Why use this experimental approach to study auditors? Nearly all of the prior research on the effects of rotation uses archival databases of historical data. As regulators have pointed out, these studies therefore suffer from an inherent limitation. Specifically, they have primarily examined whether long-term auditor-client relationships are correlated with better or worse earnings quality. For example, if long-term relationships result in better earnings quality, the assumption is that the knowledge that auditors gain over time must trump the threats that the relationship poses to their skepticism. If true, rotation would undermine audit quality, which would appear to grow over time. The problem with these correlational studies, though, is that this correlation could occur for completely different reasons. For example, auditors tend to drop their more aggressive clients over time (i.e., client renewal decisions), and more aggressive financial reporters tend to go through different auditors (i.e., “opinion shopping”). Both of these effects would drive a positive correlation between longer auditor-client relationships and earnings quality, but this says nothing about whether audit quality itself improves over time.
By using this experimental approach, the study controls for these alternative explanations in ways that correlational data cannot. For example, in this experiment, aggressive financial reporters were randomly assigned to rotation or no-rotation conditions, and so simply being an aggressive financial reporter could not artificially drive the relationship between rotation and audit quality.

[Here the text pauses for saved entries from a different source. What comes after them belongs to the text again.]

PR #1057, opened 2021-02-10
Adding cancel execution command

colombod:
Add tests for quit command


src/Microsoft.DotNet.Interactive.Tests/CompositeKernelTests.cs
```diff
@@ -425,6 +426,189 @@ public async Task Deferred_commands_on_composite_kernel_are_execute_on_first_sub
                     typeof(CommandSucceeded));
         }
 
+        [Fact]
+        public async Task quit_command_cancels_all_deferred_commands_on_composite_kernel()
```
jonsequitur, line 430: These aren't really just tests of the `CompositeKernel`. It might be useful to split them into a new test class and move toward a more vertical test organization.

src/Microsoft.DotNet.Interactive.Tests/LanguageKernelTests.cs
```diff
@@ -1264,5 +1267,208 @@ public async Task SetVariableAsync_can_redeclare_an_existing_variable_and_change
...
+            Task.WhenAll(
+                    Task.Run(async () =>
+                    {
+                        await kernel.SendAsync(submitCodeCommand);
+                    }),
+                    Task.Run(async () =>
+                    {
+                        await Task.Delay(100);
+                        await kernel.SendAsync(cancelCommand);
+                    })).Wait();
```
jonsequitur, line 1416: Make sure to enforce a timeout here.

src/Microsoft.DotNet.Interactive.Tests/LanguageKernelTests.cs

In addition, by using an experiment, the study can see important “internal” measures of audit quality and earnings quality that archival databases are blind to. For example, the study can see exactly how often managers lie, how often auditors believed them, and how often they selected lower-cost audits while managers were reporting aggressively.
The article concludes “[a]n implication of our study is that focusing auditors on a skeptical assessment frame rather than mandating auditor rotation may be a less costly way to reduce low-effort audits and aggressive reporting.” The study appears in the July issue of The Accounting Review, published by the American Accounting Association.